28 novembre 1991. Io sono da solo e lei, l’animatrice conosciuta alle Maldive durante il mio viaggio di nozze (leggi qui la puntata precedente) , è tornata dopo sei mesi di villaggio, mi ha chiamato (lei) al telefono e ha accettato di venire a cena con me.

La prelevo in centro: ha un cappotto rosso che copre a malapena la minigonna scozzese, una dolcevita blu che ne modella il fisico asciutto e i tacchi. È bella e fiera. I capelli lunghissimi. È ancora molto abbronzata. Sale in auto e sembra che ci siamo lasciati solo ieri. Il feeling è lo stesso delle chiacchierate in spiaggia.

Il ristorante è una mia vecchia conoscenza, gioco in casa. Ma c’è un particolare: quella sera lei è l’unica donna, una stella che brilla in un firmamento maschile. Tutti mi invidiano. Me ne accorgo quando lei, con la sua gonnellina, si alza per percorrere il lungo corridoio fra i tavoli. Tutti si voltano, se la mangiano. Lei cammina sicura e sorride. Una star.

La serata va avanti bevendo e ridendo. Sembriamo due bimbi che giocano. Lei parla di sesso come un uomo, e capisco che lo pratica come un uomo. Bella e Amazzone, ha avuto, per aver 24 anni, molte storie. Si è quasi innamorata, dice, solo una volta.

La serata prosegue guardando un film cult, Animal house. Non proprio il massimo del romantico per il primo bacio, ma succede. Succede mentre un giovane Tom Hulce all’esordio è diviso fra il diavolo che li consiglia di farsi la ragazza figlia del sindaco, completamente ubriaca, e l’angelo che gli dice di rispettarla. Lui ascolta l’angelo, io ho ascoltato il diavolo.

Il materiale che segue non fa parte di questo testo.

Issue #130, opened 2020-09-15
Allow convolution using CUDA


chase-dwelle:
For focal statistics, would be useful to allow convolution via CUDA for very large data arrays or with large convolution kernels.

- [X] 2D convolution to start with. Is there an application where 3D would be useful (across time/z-axis)?
- [X] Automatically detect if CUDA-enabled GPU is present, if not use Numba's parallel computation
- [X] Do convolution based on passed kernels
- [ ] Make kernel creation a focus in `focal.py`, with the default being the mean kernel.
- [X] Automatically reflect across boundaries, this is not an issue for the mean kernel but could be an issue for other custom kernels. Will need to be addressed in the future.

chase-dwelle:
@brendancol I've written the above checked issues. A couple things I'd want to iron out before opening a PR:

- I think it makes sense to have a separate `convolution.py` as I think it's cleaner to have it separated, though you may want to contain it within `focal.py`.
- Are you okay with replacing `focal._apply` with convolution functions?

brendancol:
@chase-dwelle this sounds great!  I like the approach and would be happy to help test.  I have 1 CUDA GPU which could help.  I'm fine replacing `focal._apply`.  @thuydotm let's us know what you think.

brendancol:
@chase-dwelle I would love to hear your thoughts on a general spelling for dealing with edge effects.

`xwrap`: wrap around xdim
`ywarp`: wrap around ydim
`warp`: wrap both x, y
`pad`: return np.nan on edges of incompletely represented kernels
`valid`: change shape of output to only include valid kernel areas
`doublecount`: double count edge pixels to have complete neighborhood

Just brainstorming...

thuydotm:
Sounds good to me. I'm ok with having kernel/convolution separated from focal also.

PR #131, opened 2020-09-16
Added convolution module for use in focal statistics.

chase-dwelle:
Addresses #130 

A few things need to be addressed, as mentioned in #130 

- How to handle boundaries. This in an issue on non-symmetrical mean kernels, as their weighted averages can be affected. For my use cases, what is coded works for mean kernels: the values of the raster will be reflected across the boundary so the appropriate weightings are applied (given a symmetrical kernel). Sum kernels don't require padding so `pad=False` works just fine.
- After coding this, there could be some validity in making an easier kernel-creation function to include common functions like weighted means, but it's also very simple to just do `kernel / kernel.sum()` to get this.
- I am a little confused how the original `focal._apply()` behavior was supposed to work from the old `test_apply()`, in one test `np.nan == 0` (the sums) and in the other it was supposed to be `==1` (the means).
- There could be some way to deal with `np.nan` in the raster for the kernel creation, but I honestly always deal with them at the source so I'm not sure if there is a clean way to handle them, or if we _should_ allow that behavior. I personally like the amplification of `NaN`s to alert me to underlying data issues.

### DIFF
--- a/xrspatial/convolution.py
+++ b/xrspatial/convolution.py
@@ -1,0 +1,117 @@
+import datashader.transfer_functions._cuda_utils as cu
+from numba import cuda, float32, int32, prange, jit
+from xrspatial.utils import ngjit
+import numpy as np
+
+def _cuda_present():
+    """Check for supported CUDA device. If none found, return False"""
+    try:
+        cuda.cudadrv.devices.gpus.current
+        local_cuda = True
+    except cuda.cudadrv.error.CudaSupportError:
+        local_cuda = False
+
+    return local_cuda
+
+
+def convolve_2d(image, kernel, pad=True, use_cuda=True):
+    """Function to call the 2D convolution via Numba.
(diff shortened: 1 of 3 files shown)


brendancol:
@chase-dwelle hey this looks awesome.  Any chance you could add a section to `examples/user_guide/focal.ipynb` with some simple examples of using the new  module?

chase-dwelle:
> @chase-dwelle sorry for delay on getting this merged. this looks awesome. Any chance you could add a section to `examples/user_guide/focal.ipynb` with some simple examples of using the new module?

Happy to, but won't get to it until next week. I can include the example as part of this PR or open a new PR.

chase-dwelle:
@brendancol I added an example notebook for the focal and convolution kernels. Very simplistic but shows basic usage. The numbering of the notebooks seemed somewhat arbitrary so I labeled it as `4`. Let me know if it should be numbered differently.

PR #137, opened 2020-10-21
Reclassify cross tabulate notebook

brendancol:
- [ ] Add descriptions for each cell


brendancol:
@lex-c this is an older notebook which shows a common analysis pattern using Xarray-Spatial.  Let's make it into another example and happy to chat about it.

brendancol:
@lex-c this is an older notebook which shows a common analysis pattern using Xarray-Spatial.  Let's make it into another example and happy to chat about it.

giancastro:
@brendancol, will this PR still be merged?

PR #174, opened 2021-01-12
docs enhancements

SapirLastimoza-Dooley:


xrspatial/aspect.py
```diff
@@ -154,21 +154,52 @@ def _run_dask_numpy(data:da.Array) -> da.Array:
...
 def aspect(agg: xr.DataArray, name:str ='aspect'):
-    """Returns downward slope direction in compass degrees (0 - 360) with 0 at 12 o'clock.
+    """Calculates, for all cells in the array, the downward slope direction of each cell 
+        based on the elevation of its neighbors in a 3x3 grid. The value is measured 
+        clockwise in degrees with 0 and 360 at due north. Flat areas are given a value of -1.
 
     Parameters
     ----------
     agg : DataArray
+        Numpy, CuPy, Dask, or CuPy GPU data array with agg.data = elevation
```
thuydotm, line 164: The explanation for param `agg` and the return of the function should be more clear. Ex: agg: xarray.DataArray. The data dimension of input aggregate is 2D and can be either a numpy array, a cupy array, a dask array with numpy backed or a dask array with cupy backed...

xrspatial/aspect.py
```diff
@@ -154,21 +154,52 @@ def _run_dask_numpy(data:da.Array) -> da.Array:
...
 
     Returns
-    -------
+    ----------
     data: DataArray
+        Numpy, CuPy, Dask, or CuPy GPU data array with agg.out = aspect
```
thuydotm, line 169: You may want to add some more details here. The output is a DataArray where its data dimension is the calculated aspect. Output data has the same type as of input. If we pass a DataArray with numpy-backed xarray, the output is also numpy-backed. Similarly with other input types.  Other attributes of the output aggregate are preserved as of input. Note that we don't have `.out` attribute in a DataArray.

xrspatial/aspect.py
```diff
@@ -154,21 +154,52 @@ def _run_dask_numpy(data:da.Array) -> da.Array:
...
+    Imports
+    >>> import numpy as np
+    >>> import xarray as xr
+    >>> import xrspatial
+
+    Single Cell
+    >>> elevation = np.array([[101, 92, 85], [101, 92, 85], [101, 91, 84]])
+    >>> elev_array = xr.DataArray(elevation)
+    >>> elev_array
+    <xarray.DataArray (dim_0: 3, dim_1: 3)>
```
thuydotm, line 188: Would be great if we specify the dimensions here then we can show that the coords of input and output are the same. Ex:
```
    agg = xr.DataArray(np.array([[0, 1, 0, 0],
                                 [1, 1, 0, 0],
                                 [0, 1, 2, 2],
                                 [1, 0, 2, 0],
                                 [0, 2, 2, 2]]),
                       dims=['lat', 'lon'])

    height, width = agg.shape
    _lon = np.linspace(0, width - 1, width)
    _lat = np.linspace(0, height - 1, height)
    agg['lon'] = _lon
    agg['lat'] = _lat
```

.vscode/settings.json
```diff
@@ -0,0 +1,3 @@
+{
```
thuydotm, line 1: Can you remove the .vscode folder from this PR? 
You can still keep it in your local repo `echo ".vscode/" >> .gitignore`

thuydotm (changes requested):

brendancol:
@SapirLastimoza-Dooley this is looking great!  Let me know when you think its good to merge and we'll merge it.

thuydotm:
@SapirLastimoza-Dooley Everything looks good to me except for a typo with pd.DataFrame. Can you please fix this and we'll be good to merge.

PR #263, opened 2021-03-29
Edit proximity

lex-c:
Quick edit to get absolute value rather than sum of squares for the manhattan (taxicab) distance


brendancol:
@lex-c recreate PR with only changes to the proximity notebook. It should have only 1 commit and not touch any core xarray-spatial functions (multispectral touched here)

PR #3040, opened 2026-06-08
Compute the Getis-Ord Gi* statistic in emerging_hotspots()

### LINKED ISSUE #2804: emerging_hotspots() repeats the local-mean z-score bug instead of computing Gi*
Follow-up to #2767 / #2803.

While fixing `hotspots()` to compute the real Getis-Ord Gi* statistic, I found that `emerging_hotspots()` carries its own copy of the same wrong formula. In `xrspatial/emerging_hotspots.py` it convolves each time step with a normalized kernel and z-scores the local mean against the global mean/std (see `_emerging_hotspots_numpy` around line 414, `_emerging_hotspots_cupy` around line 447, and `_convolve_and_zscore_chunk` around line 474). It reuses `_calc_hotspots_numpy` for the banding but never computes the Gi* weight sum, squared weight sum, sample count n, or the variance adjustment term.

The fix mirrors #2803: compute the per-cell Gi* z-score from the kernel weight sum, squared weight sum, valid-cell count, global mean, and population std, on all four backends. The Gi* helpers added in #2803 (`_gistar_zscore`, `_gistar_global_stats`) can be reused. The space-time hot/cold trend classification (Mann-Kendall step) stays as is; only the per-step z-score is wrong.

Kept separate from #2803 to keep one fix per PR.

brendancol:
Closes #2804

`emerging_hotspots()` carried its own copy of the local-mean z-score bug that `hotspots()` had before #2803. It convolved each time step with a normalized kernel and z-scored the local mean against the global mean and std, which drops the neighborhood weight sum, the squared weight sum, the sample count n, and the variance adjustment term.

What changed:

- Replace the per-step local-mean z-score with the real Gi* z-score, reusing the `_gistar_zscore` and `_gistar_global_stats` helpers from #2803. The global mean, population std, and valid-cell count n are taken over the whole space-time cube; the per-step weight sums come from convolving the validity mask with the kernel and squared kernel, so raster edges and interior NaN cells drop out of every neighborhood sum.
- Rework the dask backends to run the per-step convolutions through the dispatching `convolve_2d` (matching the `hotspots()` dask path) instead of a manual `map_overlap`, so the dask edge handling matches numpy and cupy.
- Keep empty-neighborhood cells as NaN so the Mann-Kendall step still detects pixels with no data across the whole series. The trend classification is unchanged.

Backends: numpy, cupy, dask+numpy, dask+cupy all use the same Gi* math through the existing `ArrayTypeFunctionMapping` dispatch.

Test plan:

- [x] Per-step z-score matches a Gi* reference for a binary kernel.
- [x] Same for a weighted (non-binary) kernel, where W_i != W2_i.
- [x] Output no longer matches the old local-mean formula for a weighted kernel.
- [x] Interior NaN excluded from the neighborhood; neighbors stay finite.
- [x] numpy/dask parity (interior matches, edge ring NaN on both).
- [x] `pytest xrspatial/tests/test_emerging_hotspots.py xrspatial/tests/test_focal.py` pass (327 tests).

### DIFF
--- a/xrspatial/emerging_hotspots.py
+++ b/xrspatial/emerging_hotspots.py
@@ -142,6 +142,10 @@ def _gistar_step_zscore(step_data, kernel, sq_kernel, global_mean,
     does. ``global_mean``, ``global_std``, and ``n`` are the global terms
     over the whole space-time cube.
     """
+    # Single-array backends pass a concrete numpy or cupy slice, so pick the
+    # matching module to build the validity mask. The dask helper below works
+    # off da.* instead, since its slices are lazy dask arrays of either chunk
+    # type and convolve_2d dispatches on the chunk type at compute time.
     xp = cupy.get_array_module(step_data) if cupy is not None else np
     valid = (~xp.isnan(step_data)).astype(step_data.dtype)
     filled = xp.where(valid > 0, step_data, step_data.dtype.type(0.0))
--- a/xrspatial/emerging_hotspots.py
+++ b/xrspatial/emerging_hotspots.py
@@ -22,11 +22,14 @@ import numpy as np
 import xarray as xr
 from numba import prange
 
-from xrspatial.convolution import convolve_2d, _convolve_2d_numpy, _convolve_2d_cupy
-from xrspatial.focal import _calc_hotspots_numpy
+from xrspatial.convolution import convolve_2d
+from xrspatial.focal import (
+    _calc_hotspots_numpy,
+    _gistar_global_stats,
+    _gistar_zscore,
+)
 from xrspatial.utils import (
     ArrayTypeFunctionMapping,
-    _boundary_to_dask,
     _validate_boundary,
     ngjit,
     not_implemented_func,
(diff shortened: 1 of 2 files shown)


brendancol (commented):
## PR Review: Compute the Getis-Ord Gi* statistic in emerging_hotspots()

This swaps the per-step local-mean z-score for the real Gi* statistic, following the #2803 fix to hotspots(). I read the full emerging_hotspots.py and the focal.py Gi* helpers it reuses, ran the existing suite plus the new tests, and checked numpy/dask parity across all four boundary modes.

None.

None.

- benchmarks/benchmarks/focal.py has a time_hotspots benchmark but none for emerging_hotspots. Pre-existing gap, not introduced here, and not needed for a bugfix. Worth a follow-up only if the function's runtime starts to matter.
- _gistar_step_zscore (emerging_hotspots.py:130) uses cupy.get_array_module guarded by `cupy is not None`, while _gistar_step_dask uses da.* directly. Same convolution terms, two idioms. Fine as is, but a one-line comment on why the single-array path needs the xp switch and the dask path does not would save the next reader a double-take.

### What looks good
- The core fix is correct. Global mean, population std, and valid-cell count n come from the whole space-time cube, and the per-step weight sums come from convolving the validity mask with the kernel and squared kernel. The per-step output matches a hand-rolled Gi* reference to 1e-5 for both a binary and a weighted kernel.
- Reworking the dask backends to call convolve_2d instead of a manual map_overlap was the right move. It drops the edge-handling discrepancy the old map_overlap path had: numpy and dask now agree to 2.4e-7 on the interior with identical NaN positions for nan, nearest, reflect, and wrap.
- Keeping empty-neighborhood cells as NaN in _gistar_step_finalize is well reasoned and tested. A plain 0 would have broken the all-NaN-pixel detection in the Mann-Kendall step.
- Orphaned imports from the removed map_overlap path (_convolve_2d_numpy, _convolve_2d_cupy, _boundary_to_dask) were cleaned up, and the pre-existing unused not_implemented_func import was left alone, which is the right call for a surgical bugfix.
- New tests cover the binary kernel, the weighted kernel where W != W2, a regression guard that the output no longer matches the old local-mean formula, and interior-NaN exclusion.

### Checklist
- Algorithm matches reference: yes, the Gi* formula from #2803
- All implemented backends consistent: yes, numpy/dask verified, cupy paths reuse the same helpers
- NaN handling correct: yes
- Dask chunk boundaries handled correctly: yes, via convolve_2d dispatch
- No premature materialization: yes, global stats computed once with a single da.compute
- Benchmark exists or not needed: not needed for a bugfix
- Docstrings present and accurate: yes, unchanged and still correct

brendancol (commented):
## Follow-up review (after 86fc634)

Re-reviewed after the follow-up commit. The only change is a 4-line comment in _gistar_step_zscore explaining why the single-array path picks numpy vs cupy via cupy.get_array_module while the dask path uses da.* directly. That clears the one nit worth fixing in-PR.

The other nit (no emerging_hotspots benchmark in benchmarks/benchmarks/focal.py) is deferred: it is a pre-existing gap, the benchmark file is not touched by this PR, and adding one would push past the scope of a bugfix.

No blockers, no suggestions, nothing else outstanding. All 49 tests in test_emerging_hotspots.py pass locally.

PR #3041, opened 2026-06-08
polygonize: fix dask 8-connectivity float divergence at large rtol (#2677)

### LINKED ISSUE #2677: Dask 8-connectivity float polygonize diverges from numpy at large rtol
**Describe the bug**

With `connectivity=8` and a large `rtol`, `polygonize` on a dask-backed float raster can produce a different number of polygons (and different DN values) than the same raster as a single numpy chunk. This is separate from the rtol scan-order orientation fixed in #2666 / #2675.

**Reproduce**

```python

arr = np.array([
    [2.098, 2.43,  2.206, 2.09 ],
    [1.847, 2.292, 1.875, 2.784],
    [2.927, 1.767, 2.583, 2.058],
    [2.136, 2.851, 1.142, 1.174],
])
v_np, _ = polygonize(xr.DataArray(arr), atol=0.0, rtol=0.1, connectivity=8)
v_dk, _ = polygonize(
    xr.DataArray(da.from_array(arr, chunks=(2, 2))),
    atol=0.0, rtol=0.1, connectivity=8)
print(len(v_np), len(v_dk))  # 6 vs 4
```

**What I found**

This is a ring-merge topology problem, not a boundary close-value problem. It fails identically across chunk shapes that do not even split the relevant pixels (for example chunks of `(1, 4)`, `(4, 1)`, and `(2, 2)` all reproduce it), so the cross-chunk boundary decision is not the cause. The likely area is the degree-4 vertex pairing in `_pick_next_edge` / the figure-8 handling in `_merge_polygon_rings` where 8-connected diagonal regions meet.

#2675 fixes the 4-connectivity rtol case completely and the large majority of 8-connectivity cases; this issue tracks the remaining 8-connectivity divergence at large `rtol`.

**Expected behavior**

A chunked 8-connectivity float raster produces the same polygon partition as the unchunked input for the same `atol` / `rtol`.

brendancol:
Closes #2677.

## Problem

With `connectivity=8` and a large `rtol`, `polygonize` on a dask-backed float raster gave a different polygon partition (count and DN values) than the same raster as a single numpy chunk. It reproduced even on chunk shapes that do not split the diverging pixels, which points at the diagonal-pairing decision in the cross-chunk merge rather than the chunk-boundary close test.

numpy's connected-component labelling treats the 8-connected diagonal as conditional: a pixel checks its SW diagonal only when its W neighbour did not match, and its SE diagonal only when its S neighbour did not match. The dask cross-chunk merge honoured every diagonal pair unconditionally, so at a large `rtol` it unioned two regions numpy keeps separate whenever the intervening orthogonal neighbour already matched.

## Change

- Replace the per-pair 8-conn diagonal close test with a pass that replays numpy's CCL predicate over the union of boundary cells, with the same conditional SW/SE diagonal.
- The diagonal reads the real orthogonal neighbour value when that neighbour is itself a boundary cell (the cross-chunk case), and falls back to a recorded in-chunk match flag when the neighbour is interior to the cell's own chunk.
- 4-connectivity and integer rasters keep the existing ring-edge-keyed pairwise test unchanged.

## Backends

This touches the dask+numpy and dask+cupy merge paths; cupy float routes through the same numpy CCL and cross-chunk merge. The numpy and cupy single-chunk paths are unchanged.

## Test plan

- [x] New `test_polygonize_issue_2677.py`: the issue repro matches the unchunked numpy partition for every chunking; a deterministic fuzz over random float rasters across `rtol` and chunkings checks 8-conn parity; 4-conn and integer 8-conn paths stay put.
- [x] Full polygonize suite passes (562 passed, 16 skipped).
- [x] Fuzz of 20000 chunked-vs-unchunked comparisons: zero 8-conn divergences. (The only signature differences are a pre-existing 4-conn ring-simplification artifact at rtol=0.3, unrelated to this issue.)

### DIFF
--- a/xrspatial/polygonize.py
+++ b/xrspatial/polygonize.py
@@ -397,6 +397,9 @@ def _boundary_ccl_unions(boundary_polys, atol, rtol, union):
     transitive closure matches numpy's single-chunk labelling.
     """
     # Global (col, row) -> value and -> set(owner polygon index) maps.
+    # A coordinate is one physical pixel, so every owner sharing it
+    # carries the same value and the same W / S match flags; overwriting
+    # ``field`` and reading the flags from any one owner is therefore safe.
     field = {}
     owners = {}
     for idx, item in enumerate(boundary_polys):
--- a/xrspatial/polygonize.py
+++ b/xrspatial/polygonize.py
@@ -332,14 +332,18 @@ def _ranges_close(range_a, range_b, atol, rtol):
     return False
 
 
-def _cells_close_directed(cells_a, cells_b, atol, rtol, connectivity_8):
+def _cells_close_directed(cells_a, cells_b, atol, rtol, connectivity_8,
+                          cell_field=None):
     """Direction-aware close-value test between two chunk-boundary polygons.
 
-    ``cells_a`` / ``cells_b`` map ``(global_col, global_row) -> value`` for
-    the pixels each polygon places on an internal chunk edge.  Return True
-    if any pixel in ``cells_a`` is grid-adjacent to any pixel in ``cells_b``
-    (orthogonally for 4-conn, plus diagonally for 8-conn) AND the pair
-    compares close under the *same orientation* numpy CCL uses.
+    ``cells_a`` / ``cells_b`` map ``(global_col, global_row) ->
+    (value, w_match, s_match)`` for the pixels each polygon places on an
+    internal chunk edge.  ``w_match`` / ``s_match`` record whether numpy
+    CCL connected that pixel to its in-chunk W / S orthogonal neighbour
+    (same region).  Return True if any pixel in ``cells_a`` is grid-adjacent
+    to any pixel in ``cells_b`` (orthogonally for 4-conn, plus diagonally
+    for 8-conn) AND the pair compares close under the *same orientation*
+    numpy CCL uses.
 
     numpy's ``_calculate_regions`` walks pixels in raster-scan order and
     tests ``_is_close(reference=current, value=earlier_neighbour)`` where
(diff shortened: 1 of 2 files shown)


brendancol (commented):
## PR Review: polygonize 8-conn dask divergence fix (#3041)

None.

- `_boundary_ccl_unions` (polygonize.py:417-425): `field[coord]` keeps the last value written for a coordinate, and `w_flag`/`s_flag` come from whichever owner the iteration hits first. Both are safe because a coordinate maps to a single physical pixel, so every owner sharing it carries the same value and the same numpy W/S match flags. That invariant is load-bearing but only implied by the code. A one-line comment stating it would help the next reader.

- `TestEightConnFuzzParity` runs 40 random rasters per rtol across all chunkings, deterministic via the seed, and prints the array and chunks on failure (good). Consider also asserting the numpy reference polygon count is stable so a numpy-side change is caught separately.

### What looks good
- The diagnosis is correct: numpy's 8-conn diagonal is conditional on the orthogonal neighbour, and the old pairwise test honoured it unconditionally. Replaying the predicate over the boundary-cell union is the right fix rather than patching the pairwise heuristic.
- The dual-source orthogonal-match decision (real neighbour value when it is a boundary cell, recorded in-chunk flag otherwise) covers both the cross-chunk and interior-guard cases. I checked the nx==1 padding path and the W/S indexing holds.
- 4-conn and integer paths are untouched; the pairwise test bails early for 8-conn float, so there is no double-decision.
- Tests pin the issue repro across every chunking plus a deterministic fuzz, and confirm the 4-conn and integer 8-conn paths are unaffected.

### Checklist
- [x] Algorithm matches numpy CCL semantics (verified against _calculate_regions)
- [x] dask+numpy and dask+cupy merge paths consistent with numpy
- [x] NaN handling unchanged (float mask path untouched)
- [x] Edge cases covered (every chunking incl. 1x1, single row/col)
- [x] No premature materialization or copies in the new code
- [x] Benchmark already exists (benchmarks/benchmarks/polygonize.py)
- [x] No README change needed (bugfix, no API change)

brendancol (commented):
## Follow-up review (after 780bdc67)

- Suggestion (single-pixel invariant): added a comment in `_boundary_ccl_unions` stating that a coordinate is one physical pixel, so overwriting `field` and reading the match flags from any one owner is safe.
- Nit (numpy reference stability): `TestEightConnFuzzParity` now accumulates the numpy polygon count over the fixed-seed sweep and asserts it against pinned per-rtol totals, so a numpy-side CCL change is caught directly instead of silently moving the dask parity reference.

No logic changed; the follow-up is a comment plus a test assertion. Full file `test_polygonize_issue_2677.py` passes (41 passed) and flake8 is clean. No new findings.

PR #3045, opened 2026-06-08
Add cross-backend NaN-input parity test for contours()

### LINKED ISSUE #3044: contours(): no cross-backend parity test for NaN input
The backend-equivalence tests in `test_contour.py` (`TestBackendEquivalence`) all use `elevation_raster_no_nans`, so none of them feed a raster with NaN cells through the four backends. The one NaN-input test, `test_partial_nan`, runs on numpy only.

That leaves a gap. The numpy backend skips quads with a non-finite corner in the interior. The dask backend adds a NaN halo via `da.overlap` and stitches segments across chunk boundaries. A NaN cell next to a chunk edge could be handled differently from a NaN cell in the numpy interior, and nothing asserts the two agree.

I checked on a CUDA host that all four backends (numpy, cupy, dask+numpy, dask+cupy) currently produce identical contour segments for a partial-NaN raster, so this guards against a future regression rather than flagging an open bug.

Non consumiamo quella sera, colpa di un intoppo ciclico, anche perché lei dice: si beve in due. Giochiamo e ridiamo tantissimo. La provoco: non ti dà fastidio che sia sposato? Certo che no risponde sicura, è la mia assicurazione. Tu non mi romperai mai le scatole, ci si vede, ci si diverte e poi ognun per sé.

L’amante perfetta. La storia perfetta per uno sposato. Ma non avevo calcolato un dettaglio: l’amore. Ma questo lo leggerete nella prossima puntata (andate qui).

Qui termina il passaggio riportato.